Somebody may shoot me down, but I don't think for a given motor that wye versus delta connection has any effect at all on torque. It's only an accommodation for the type of controller and electrical system.

Put it this way: If I have a 480/3 motor, I can wire it delta or wye. The net effect (current through each winding) is the same, and the phases are still offset by 120 degrees.

With the same currents going thru the same coils, torque and all other properties should be the same.

Delta windings have higher internal voltages to cope with, so the insulation level has to be higher.

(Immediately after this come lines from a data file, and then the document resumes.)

PR #282, opened 2019-08-01
WIP: Separate flit_core

takluyver:
This is still in flux, but it's showing the direction which I'm planning to go in for Flit 2.0.

Flit 0.x & 1.x were written as only developer tools, creating packages which downstream consumers would get without any further need for Flit. But PEP 517 has a different model, in which you can request a from-source install, and Flit will run as a build tool on the target Python version. This only works if the build tool works on that Python version, so we've gone backwards for installing on Python 2 (it still works normally, but not if you request installation from source).

So this separates out `flit_core`, a PEP 517 backend, from `flit`, the surrounding developer tools. The idea is that flit_core will be conservative with supported Python versions and dependencies, perhaps even supporting Python 2 (I haven't fully decided yet), while flit can be more aggressive. My plan for now is that they will live in the same git repository, and be released in lockstep, but exist as two separate packages on PyPI.

`flit_core` currently builds a minimal sdist for PEP 517, whereas `flit build` extends this to make an 'archival' sdist with the files checked in to version control, and an optional `setup.py` for backwards compatibility. I'm also toying with the idea of dropping the requirement for version control, and/or allowing pyproject.toml to include & exclude files for the sdist, but these are not implemented yet.


okken:
At least an option to build without version control would be cool. Or switch default to allow no version control and a flag to enforce VC. 

Also I would personally vote for core to be a separate repo if it’s a separate install. But in any case, the work to separate core sounds like a cool idea.

takluyver:
Thanks Brian!

I'm wary of splitting up the repo from my experience with Jupyter & IPython: it's much harder for people to find existing issues, so you get much more confusion and duplication. So for now, I'm aiming for a one project, two packages approach. I might change that in the future.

Is this kinda what you were looking for?

Old Dave
 
Maybe I don't understand the question, but if a motor designed to run in delta is connected to the same supply in wye, there will be a big difference in torque.

In a delta-connected motor, each winding sees full phase-to-phase voltage (e.g. 480 V). If the same motor is now connected wye, each winding sees only 277 V, and current input will be much less.

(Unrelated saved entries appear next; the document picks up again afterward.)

PR #286, opened 2019-08-18
fix shebang in scripts installed with --symlink 

### LINKED ISSUE #285: flit install --symlink doest not honor --python for scripts it installs
Hi,

I have been experimenting with flit recently and I very much like it's approach for development installs (`--symlink`).

I noticed what could be a small issues with such installations.

I have flit installed globally (with pipx).

When I try to install my project with `pip install --symlink --python $(which python)` in a virtualenv, I notice the installed script uses flit's python as shebang instead of the python of the virtualenv.

I believe the problem arises in this `install_script`, called via `install_directly`:
https://github.com/takluyver/flit/blob/f5996dcee05656ca7a1e6ed2e5c82a6e911f4f10/flit/install.py#L171

sbidoul:
Fixes #285 

I also fixed a deprecation warning for an invalid escape sequence.

### DIFF
--- a/tests/test_install.py
+++ b/tests/test_install.py
@@ -107,6 +107,8 @@ class InstallTests(TestCase):
         assert_islink(self.tmpdir / 'site-packages2' / 'package1',
                       to=str(samples_dir / 'package1'))
         assert_isfile(self.tmpdir / 'scripts2' / 'pkg_script')
+        with (self.tmpdir / 'scripts2' / 'pkg_script').open() as f:
+            assert f.readline().strip() == "#!mock_python"
 
     def test_install_requires(self):
         ins = Installer(samples_dir / 'requires-requests.toml',
--- a/tests/test_install.py
+++ b/tests/test_install.py
@@ -37,6 +37,8 @@ class InstallTests(TestCase):
         assert_isdir(self.tmpdir / 'site-packages' / 'package1')
         assert_isdir(self.tmpdir / 'site-packages' / 'package1-0.1.dist-info')
         assert_isfile(self.tmpdir / 'scripts' / 'pkg_script')
+        with (self.tmpdir / 'scripts' / 'pkg_script').open() as f:
+            assert f.readline().strip() == "#!" + sys.executable
 
     def test_symlink_package(self):
         if os.name == 'nt':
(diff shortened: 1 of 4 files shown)


tests/test_install.py
```diff
@@ -107,6 +111,8 @@ def test_symlink_other_python(self):
         assert_islink(self.tmpdir / 'site-packages2' / 'package1',
                       to=str(samples_dir / 'package1'))
         assert_isfile(self.tmpdir / 'scripts2' / 'pkg_script')
+        with (self.tmpdir / 'scripts2' / 'pkg_script').open() as f:
+            assert f.readline().strip() == "#!mock_python"
```
takluyver: This makes me think we should probably do an `abspath` on it. I don't think we want shebangs with a relative path.

sbidoul: That should probably go very early in the code, just after argument parsing.
That probably involves searching in `PATH` too, because `flit install --python python` just works today as way to install in the current active virtualenv.

sbidoul: A reliable (although a bit inefficient) possibility could be something like this

```python
def _normalize_python(python):
    if python == sys.executable:
        return python
    return subprocess.check_output([python, "-c", "import sys; print(sys.executable)"]).strip()
```

sbidoul: possibly with a shortcut if `isabs(python)`

sbidoul: In any case, one could argue that flit works better with this PR than not, if only for people providing a full path in `--python`. So maybe it could be merged as is? Alternatively, if you think the above idea about normalizing `args.python` is valid, I'm happy to add a commit with it to this PR.

takluyver: Yes, good points. In most cases I think `os.path.abspath(shutil.which(self.python))` should give the right answer, but it wouldn't surprise me if there's some odd corner cases with symlinks and things where that's different from running it in a subprocess and getting `sys.executable`.

I agree that this PR is a strict improvement, so I'm happy to merge this as if if you prefer.

sbidoul:
Interestingly, one can see in the last commit that shutil.which and subprocess seem to produce different results.

image

sbidoul:
Do I amended the last test. This should be complete now :)

takluyver:
Thanks. That difference is strange - it looks like `shutil.which()` is getting the wrong path somehow.

sbidoul:
Now if only pip uninstall would support those symlinks..

sbidoul:
> Now if only pip uninstall would support those symlinks..

Updat:e: pip >= 19.3 now uninstalls symlinks. (https://github.com/pypa/pip/pull/6914)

Since the torque varies as the square of the voltage, a motor connected wye will produce only 1/3 the torque of the same motor connected in delta. This is the principle behind wye-start, delta-run reduced-voltage motor starting.

If you are talking about two different motors, one designed for wye and one designed for delta, then everything else being equal, I agree the torques would be the same.
 
Thanks dbc,

I wasn't very clear in my explanation. I was talking about motor construction options. Should be no performance difference.

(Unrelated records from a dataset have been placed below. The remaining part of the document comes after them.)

PR #288, opened 2019-10-15
Add support for Python 3.8

hugovk:
Released yesterday: https://discuss.python.org/t/python-3-8-0-is-now-available/2478

We can also simplify the CI matrix a bit because Xenial is now default.


takluyver:
:+1: thanks again.

I'l try to get round to finishing up #282, which will lead to Flit 2.

PR #289, opened 2019-10-24
make Author-email field optional

wimglenn:
The core metadata spec says it should be optional  https://packaging.python.org/specifications/core-metadata/#author-email

Related: https://github.com/takluyver/flit/issues/236

Anecdotally, I've seen people confused about what to do when they don't want a public email associated (currently they can only use flit by entering a fake email address there)

### DIFF
--- a/flit/common.py
+++ b/flit/common.py
@@ -234,7 +234,7 @@ class Metadata:
     def __init__(self, data):
         self.name = data.pop('name')
         self.version = data.pop('version')
-        self.author_email = data.pop('author_email')
+        self.author_email = data.pop('author_email', None)
         self.summary = data.pop('summary')
 
         for k, v in data.items():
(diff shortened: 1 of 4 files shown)


okken:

For a given motor, though, you said it best. Other way around is where I first experienced it -- motor designed for wye (277 v/winding), hooked up delta (480 V/winding). Smoked it.

Good on ya,

Old Dave
 
However, high rotor currents when at locked rotor and a little above actually impair torque production. High rotor resistance when starting ( wound rotor, double squirrel cage, deep rotor bars, design D ) actually improves starting torque to some extent. Ideally, what you want is high rotor resistance when starting and low rotor resistance when running. There are several ways to achieve this as mentioned above.

The really big advance was the die cast aluminum squirrel cage for rotors. You could make all kinds of funny shaped deep slot and double squirrel cage designs. Aluminum also has a permeability of 14 ( transformer steel more like 5,000 to 6,000 at 1/2 saturation ) which actually helps by increasing rotor reactance at locked rotor. If you drag a magnet through aluminum machine tool chips the smaller pieces will magnetize and stick to the magnet. I have searched for a dropped steel light fixture part by dragging a magnet through aluminum chips from drilling automotive wheels. The magnet actually collects quite a bit of aluminum!

I have also seen a patent for a wound rotor motor that had the starting resistors on the rotor ( no slip rings ) and used a centrifugal switch to cut out the resistors. A more modern patent used light activated silicon controlled rectifiers on a wound rotor with a amplitude shift keying of the control light.
 
Hello Hiking

The motor should be connected in the format for which it was designed to operate at the preferred line voltage.

When a motor is designed, there is a design voltage and frequency. The motor iron has a maximum flux. If you increase the flux beyond this, you will have a dramatice increase in iron loss and this will cause excess heat and premature motor failure. If you operate at reduced flux, the maximum torqe output from the motor will reduce and the effective rating of the motor is reduced.

If a motor is designed for operation at 400V in delta, then it will be correctly fluxed at that voltage. To get the same flux in the iron with a wye or star connection, you need to increase the line voltage by root three. i.e. run at around 660 volts in wye connection. If you try to operate this motor at rated torque at 400 volt in star, the rotor slip will be increased resulting in excess rotor current and failure.

If you are designing a new motor, you can design it for wye or delta operation at your line voltage and you will see no appreciable difference in performance between a wye designed motor and a delta designed motor operated ath their design voltage.